= Exercise =
Copy out all of the material. Every line must match the original.

==========

PR #2401, opened 2026-03-20
Adding configurable TCP no delay to websocket

snibo-scale:
Adding function to allow disabling of Nagle's algorithm for WebSocket clients


yhirose:
@snibo-scale thank you!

==========

= Written response =
PR #2401, opened 2026-03-20
Adding configurable TCP no delay to websocket

snibo-scale:
Adding function to allow disabling of Nagle's algorithm for WebSocket clients


yhirose:
@snibo-scale thank you!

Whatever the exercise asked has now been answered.